PR #818, opened 2025-03-17
Do not create README if there is other allowed README.md or alike

yarikoptic:


heudiconv/bids.py
```diff
@@ -196,6 +196,8 @@ def populate_bids_templates(
         op.join(path, "README"),
         "TODO: Provide description for the dataset -- basic details about the "
         "study, possibly pointing to pre-registration (if public or embargoed)",
+        # TODO: get from schema
+        glob_suffixes=[".md", ".txt", ".rst"],
```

* * * *

## Problem statement
Transcribe all of the data above, character for character.

## Solution to this task
PR #818, opened 2025-03-17
Do not create README if there is other allowed README.md or alike

yarikoptic:


heudiconv/bids.py
```diff
@@ -196,6 +196,8 @@ def populate_bids_templates(
         op.join(path, "README"),
         "TODO: Provide description for the dataset -- basic details about the "
         "study, possibly pointing to pre-registration (if public or embargoed)",
+        # TODO: get from schema
+        glob_suffixes=[".md", ".txt", ".rst"],
```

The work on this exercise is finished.